[Your task] In the material below, find the line containing "-151,6 +152,17 @@ public class SidecarSchema" and the line containing "return INITIALIZATION_LOOP_DELAY;", then reproduce exactly both of them and every line between, and nothing else.

[The input]
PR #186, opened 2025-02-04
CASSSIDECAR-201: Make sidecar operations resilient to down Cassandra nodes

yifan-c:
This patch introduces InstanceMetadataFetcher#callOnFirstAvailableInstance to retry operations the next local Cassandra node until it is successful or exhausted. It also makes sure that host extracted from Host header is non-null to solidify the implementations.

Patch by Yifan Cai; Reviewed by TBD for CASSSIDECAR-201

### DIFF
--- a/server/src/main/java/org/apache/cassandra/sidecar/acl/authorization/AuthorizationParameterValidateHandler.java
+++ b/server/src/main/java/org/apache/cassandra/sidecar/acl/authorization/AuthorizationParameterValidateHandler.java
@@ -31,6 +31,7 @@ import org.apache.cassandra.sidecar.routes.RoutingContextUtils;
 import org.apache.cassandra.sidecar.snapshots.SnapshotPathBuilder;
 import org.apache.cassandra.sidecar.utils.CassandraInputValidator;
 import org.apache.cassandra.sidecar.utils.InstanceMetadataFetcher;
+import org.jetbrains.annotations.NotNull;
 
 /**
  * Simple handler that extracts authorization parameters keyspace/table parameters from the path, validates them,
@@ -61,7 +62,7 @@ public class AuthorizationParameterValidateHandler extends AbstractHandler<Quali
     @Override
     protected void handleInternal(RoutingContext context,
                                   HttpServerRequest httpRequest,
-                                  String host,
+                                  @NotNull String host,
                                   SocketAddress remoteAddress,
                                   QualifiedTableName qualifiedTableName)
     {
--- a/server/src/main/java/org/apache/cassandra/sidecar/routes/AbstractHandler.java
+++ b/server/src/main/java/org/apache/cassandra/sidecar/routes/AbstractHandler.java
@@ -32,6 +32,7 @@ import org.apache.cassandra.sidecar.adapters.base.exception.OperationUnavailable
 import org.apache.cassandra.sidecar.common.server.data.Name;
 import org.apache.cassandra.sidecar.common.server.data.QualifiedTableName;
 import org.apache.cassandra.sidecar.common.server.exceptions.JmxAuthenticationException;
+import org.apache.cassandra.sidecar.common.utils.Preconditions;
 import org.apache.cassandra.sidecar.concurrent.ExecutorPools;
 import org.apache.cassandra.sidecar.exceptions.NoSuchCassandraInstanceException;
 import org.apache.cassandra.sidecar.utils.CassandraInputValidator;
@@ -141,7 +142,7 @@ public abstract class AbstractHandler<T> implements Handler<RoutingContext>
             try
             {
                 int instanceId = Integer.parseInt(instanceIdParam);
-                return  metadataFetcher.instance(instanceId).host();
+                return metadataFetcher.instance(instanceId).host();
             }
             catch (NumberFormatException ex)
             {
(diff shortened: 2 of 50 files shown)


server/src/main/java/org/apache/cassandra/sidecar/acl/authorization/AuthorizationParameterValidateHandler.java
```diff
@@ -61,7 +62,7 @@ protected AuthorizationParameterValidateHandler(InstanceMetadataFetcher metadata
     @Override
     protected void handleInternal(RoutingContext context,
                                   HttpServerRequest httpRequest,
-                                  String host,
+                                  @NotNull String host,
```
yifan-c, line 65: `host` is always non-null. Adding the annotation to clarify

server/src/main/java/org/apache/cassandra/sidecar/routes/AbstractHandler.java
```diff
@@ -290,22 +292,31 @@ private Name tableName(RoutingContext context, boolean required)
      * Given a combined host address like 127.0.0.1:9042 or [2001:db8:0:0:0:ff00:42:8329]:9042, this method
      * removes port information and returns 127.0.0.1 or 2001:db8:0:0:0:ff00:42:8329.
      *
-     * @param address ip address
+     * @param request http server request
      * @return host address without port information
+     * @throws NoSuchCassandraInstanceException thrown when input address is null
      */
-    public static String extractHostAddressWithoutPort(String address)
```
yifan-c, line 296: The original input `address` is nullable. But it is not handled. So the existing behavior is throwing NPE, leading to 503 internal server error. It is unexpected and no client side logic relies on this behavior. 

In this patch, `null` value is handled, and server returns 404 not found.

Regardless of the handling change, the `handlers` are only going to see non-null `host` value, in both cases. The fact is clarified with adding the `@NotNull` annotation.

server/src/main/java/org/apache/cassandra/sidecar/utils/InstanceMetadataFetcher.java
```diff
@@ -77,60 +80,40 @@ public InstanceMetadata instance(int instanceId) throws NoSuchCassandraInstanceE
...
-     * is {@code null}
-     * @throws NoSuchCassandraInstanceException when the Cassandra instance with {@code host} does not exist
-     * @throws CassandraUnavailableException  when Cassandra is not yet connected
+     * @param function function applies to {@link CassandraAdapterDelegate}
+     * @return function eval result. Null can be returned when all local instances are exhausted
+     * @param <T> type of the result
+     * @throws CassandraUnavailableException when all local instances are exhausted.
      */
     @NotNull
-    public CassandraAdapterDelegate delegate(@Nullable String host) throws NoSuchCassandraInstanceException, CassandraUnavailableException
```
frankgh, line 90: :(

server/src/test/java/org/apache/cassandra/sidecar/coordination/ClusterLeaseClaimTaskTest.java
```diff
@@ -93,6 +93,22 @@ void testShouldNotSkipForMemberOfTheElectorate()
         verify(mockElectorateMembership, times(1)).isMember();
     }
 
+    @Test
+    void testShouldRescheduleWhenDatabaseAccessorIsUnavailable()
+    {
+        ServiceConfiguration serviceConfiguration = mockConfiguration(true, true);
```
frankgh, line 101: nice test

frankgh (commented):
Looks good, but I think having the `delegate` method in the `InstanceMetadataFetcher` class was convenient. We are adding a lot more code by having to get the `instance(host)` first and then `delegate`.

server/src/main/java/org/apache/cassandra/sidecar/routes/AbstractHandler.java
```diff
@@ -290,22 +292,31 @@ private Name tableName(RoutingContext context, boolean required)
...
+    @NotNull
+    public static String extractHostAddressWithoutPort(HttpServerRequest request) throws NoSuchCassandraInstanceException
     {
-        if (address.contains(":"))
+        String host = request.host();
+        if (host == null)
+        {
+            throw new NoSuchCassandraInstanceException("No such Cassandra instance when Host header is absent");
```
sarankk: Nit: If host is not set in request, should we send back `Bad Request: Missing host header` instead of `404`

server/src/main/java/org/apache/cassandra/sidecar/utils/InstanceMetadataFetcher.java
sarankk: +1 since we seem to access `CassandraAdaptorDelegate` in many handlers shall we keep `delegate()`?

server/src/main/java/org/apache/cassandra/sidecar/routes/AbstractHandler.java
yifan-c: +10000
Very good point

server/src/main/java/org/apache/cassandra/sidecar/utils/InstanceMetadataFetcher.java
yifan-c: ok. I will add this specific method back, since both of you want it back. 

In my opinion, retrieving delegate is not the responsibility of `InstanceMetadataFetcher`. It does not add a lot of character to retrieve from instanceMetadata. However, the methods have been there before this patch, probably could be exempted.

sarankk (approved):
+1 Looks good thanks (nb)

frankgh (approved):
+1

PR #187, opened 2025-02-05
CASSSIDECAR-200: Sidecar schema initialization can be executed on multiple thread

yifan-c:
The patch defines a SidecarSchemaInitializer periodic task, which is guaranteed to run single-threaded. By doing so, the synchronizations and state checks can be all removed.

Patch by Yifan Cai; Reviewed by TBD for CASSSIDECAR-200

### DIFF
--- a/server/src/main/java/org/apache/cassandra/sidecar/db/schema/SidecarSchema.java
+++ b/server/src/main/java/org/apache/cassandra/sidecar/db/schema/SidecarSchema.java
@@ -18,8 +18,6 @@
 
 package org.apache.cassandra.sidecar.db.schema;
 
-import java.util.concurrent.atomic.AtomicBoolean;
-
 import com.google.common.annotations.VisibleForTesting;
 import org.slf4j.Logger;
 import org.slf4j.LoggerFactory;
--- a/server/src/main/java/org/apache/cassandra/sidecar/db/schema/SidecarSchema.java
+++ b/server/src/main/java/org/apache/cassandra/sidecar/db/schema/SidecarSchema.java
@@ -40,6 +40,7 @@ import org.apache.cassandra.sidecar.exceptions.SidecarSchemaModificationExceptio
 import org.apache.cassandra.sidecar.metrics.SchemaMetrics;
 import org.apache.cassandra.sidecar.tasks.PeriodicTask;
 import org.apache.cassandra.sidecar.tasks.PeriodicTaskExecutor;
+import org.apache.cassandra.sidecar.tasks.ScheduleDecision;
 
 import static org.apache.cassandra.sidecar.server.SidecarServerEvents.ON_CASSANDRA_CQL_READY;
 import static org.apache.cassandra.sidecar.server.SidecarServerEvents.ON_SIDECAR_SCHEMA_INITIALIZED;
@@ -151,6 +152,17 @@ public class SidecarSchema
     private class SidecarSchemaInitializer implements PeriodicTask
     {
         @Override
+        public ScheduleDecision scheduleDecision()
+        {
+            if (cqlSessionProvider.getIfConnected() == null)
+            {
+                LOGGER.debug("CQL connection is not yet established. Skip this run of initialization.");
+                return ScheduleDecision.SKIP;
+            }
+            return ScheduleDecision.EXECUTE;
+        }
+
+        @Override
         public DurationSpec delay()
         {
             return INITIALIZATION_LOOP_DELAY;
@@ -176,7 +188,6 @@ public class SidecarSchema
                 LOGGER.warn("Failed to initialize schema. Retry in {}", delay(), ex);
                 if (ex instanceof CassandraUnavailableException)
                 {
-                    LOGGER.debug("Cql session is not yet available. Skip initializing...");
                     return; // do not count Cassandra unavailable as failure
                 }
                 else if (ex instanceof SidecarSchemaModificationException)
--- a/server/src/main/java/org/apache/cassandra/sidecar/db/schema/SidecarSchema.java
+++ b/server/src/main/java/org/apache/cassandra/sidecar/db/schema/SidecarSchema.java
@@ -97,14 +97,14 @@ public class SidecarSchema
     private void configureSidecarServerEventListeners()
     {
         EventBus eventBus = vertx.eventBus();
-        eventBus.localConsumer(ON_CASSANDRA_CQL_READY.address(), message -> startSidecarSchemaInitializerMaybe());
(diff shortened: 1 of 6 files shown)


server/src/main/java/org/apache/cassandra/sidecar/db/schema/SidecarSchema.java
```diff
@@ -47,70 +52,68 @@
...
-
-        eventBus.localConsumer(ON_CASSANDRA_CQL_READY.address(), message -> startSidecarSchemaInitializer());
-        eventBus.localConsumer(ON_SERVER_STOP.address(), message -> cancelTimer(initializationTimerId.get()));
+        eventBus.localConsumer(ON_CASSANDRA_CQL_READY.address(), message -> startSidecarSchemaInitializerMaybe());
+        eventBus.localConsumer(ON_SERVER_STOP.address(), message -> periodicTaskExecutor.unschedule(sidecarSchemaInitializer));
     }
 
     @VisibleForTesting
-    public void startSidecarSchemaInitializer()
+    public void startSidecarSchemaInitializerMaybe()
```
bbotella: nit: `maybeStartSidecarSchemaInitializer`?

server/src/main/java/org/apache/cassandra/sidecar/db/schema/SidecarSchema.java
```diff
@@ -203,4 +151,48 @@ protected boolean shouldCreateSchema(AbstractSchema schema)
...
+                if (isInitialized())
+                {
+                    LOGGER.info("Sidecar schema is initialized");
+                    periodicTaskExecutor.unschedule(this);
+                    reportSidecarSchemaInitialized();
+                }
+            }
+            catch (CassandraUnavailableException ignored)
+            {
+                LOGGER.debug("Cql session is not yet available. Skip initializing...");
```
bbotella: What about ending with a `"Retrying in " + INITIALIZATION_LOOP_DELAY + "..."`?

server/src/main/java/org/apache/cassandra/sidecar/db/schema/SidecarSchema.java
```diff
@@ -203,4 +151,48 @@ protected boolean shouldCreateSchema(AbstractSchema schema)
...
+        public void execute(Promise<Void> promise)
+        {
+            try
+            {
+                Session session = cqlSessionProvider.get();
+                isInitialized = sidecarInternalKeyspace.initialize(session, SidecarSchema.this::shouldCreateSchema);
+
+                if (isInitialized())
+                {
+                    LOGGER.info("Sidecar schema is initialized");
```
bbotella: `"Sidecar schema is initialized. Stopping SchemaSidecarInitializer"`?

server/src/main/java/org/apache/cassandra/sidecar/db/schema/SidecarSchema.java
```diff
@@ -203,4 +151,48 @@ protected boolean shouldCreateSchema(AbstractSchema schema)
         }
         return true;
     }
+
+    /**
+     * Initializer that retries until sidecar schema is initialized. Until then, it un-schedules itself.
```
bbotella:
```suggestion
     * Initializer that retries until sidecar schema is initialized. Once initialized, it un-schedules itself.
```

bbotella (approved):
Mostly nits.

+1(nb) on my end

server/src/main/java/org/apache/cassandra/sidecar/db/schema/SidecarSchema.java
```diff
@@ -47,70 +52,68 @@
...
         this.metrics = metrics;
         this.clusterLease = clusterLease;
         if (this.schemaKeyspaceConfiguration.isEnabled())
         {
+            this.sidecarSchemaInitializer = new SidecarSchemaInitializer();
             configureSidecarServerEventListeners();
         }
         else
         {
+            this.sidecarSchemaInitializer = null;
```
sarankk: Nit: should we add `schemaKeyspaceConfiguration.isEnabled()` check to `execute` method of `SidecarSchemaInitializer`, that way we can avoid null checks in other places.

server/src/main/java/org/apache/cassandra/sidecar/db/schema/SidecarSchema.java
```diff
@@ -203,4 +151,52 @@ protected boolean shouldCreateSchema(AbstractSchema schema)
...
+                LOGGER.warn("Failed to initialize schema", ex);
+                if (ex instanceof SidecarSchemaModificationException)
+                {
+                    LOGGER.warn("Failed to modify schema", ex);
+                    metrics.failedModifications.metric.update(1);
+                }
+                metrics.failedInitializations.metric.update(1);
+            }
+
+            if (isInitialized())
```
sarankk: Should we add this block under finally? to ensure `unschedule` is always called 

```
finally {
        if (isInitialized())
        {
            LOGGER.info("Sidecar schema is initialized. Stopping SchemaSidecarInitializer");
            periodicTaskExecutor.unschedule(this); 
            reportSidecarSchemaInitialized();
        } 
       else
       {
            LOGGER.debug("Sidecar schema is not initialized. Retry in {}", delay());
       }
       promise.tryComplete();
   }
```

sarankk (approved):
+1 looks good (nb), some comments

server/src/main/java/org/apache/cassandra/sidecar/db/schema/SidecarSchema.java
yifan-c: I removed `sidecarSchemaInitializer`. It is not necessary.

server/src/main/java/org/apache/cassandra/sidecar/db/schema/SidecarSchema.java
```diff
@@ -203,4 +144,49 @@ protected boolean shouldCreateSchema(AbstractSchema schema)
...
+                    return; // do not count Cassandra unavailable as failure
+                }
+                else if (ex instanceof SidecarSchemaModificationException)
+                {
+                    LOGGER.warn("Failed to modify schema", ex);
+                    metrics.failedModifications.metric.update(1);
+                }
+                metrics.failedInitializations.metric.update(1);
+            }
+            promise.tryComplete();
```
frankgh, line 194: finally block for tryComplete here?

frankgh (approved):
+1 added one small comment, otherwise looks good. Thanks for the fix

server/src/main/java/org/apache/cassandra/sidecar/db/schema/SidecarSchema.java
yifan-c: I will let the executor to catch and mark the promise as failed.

[Exercise result]
@@ -151,6 +152,17 @@ public class SidecarSchema
     private class SidecarSchemaInitializer implements PeriodicTask
     {
         @Override
+        public ScheduleDecision scheduleDecision()
+        {
+            if (cqlSessionProvider.getIfConnected() == null)
+            {
+                LOGGER.debug("CQL connection is not yet established. Skip this run of initialization.");
+                return ScheduleDecision.SKIP;
+            }
+            return ScheduleDecision.EXECUTE;
+        }
+
+        @Override
         public DurationSpec delay()
         {
             return INITIALIZATION_LOOP_DELAY;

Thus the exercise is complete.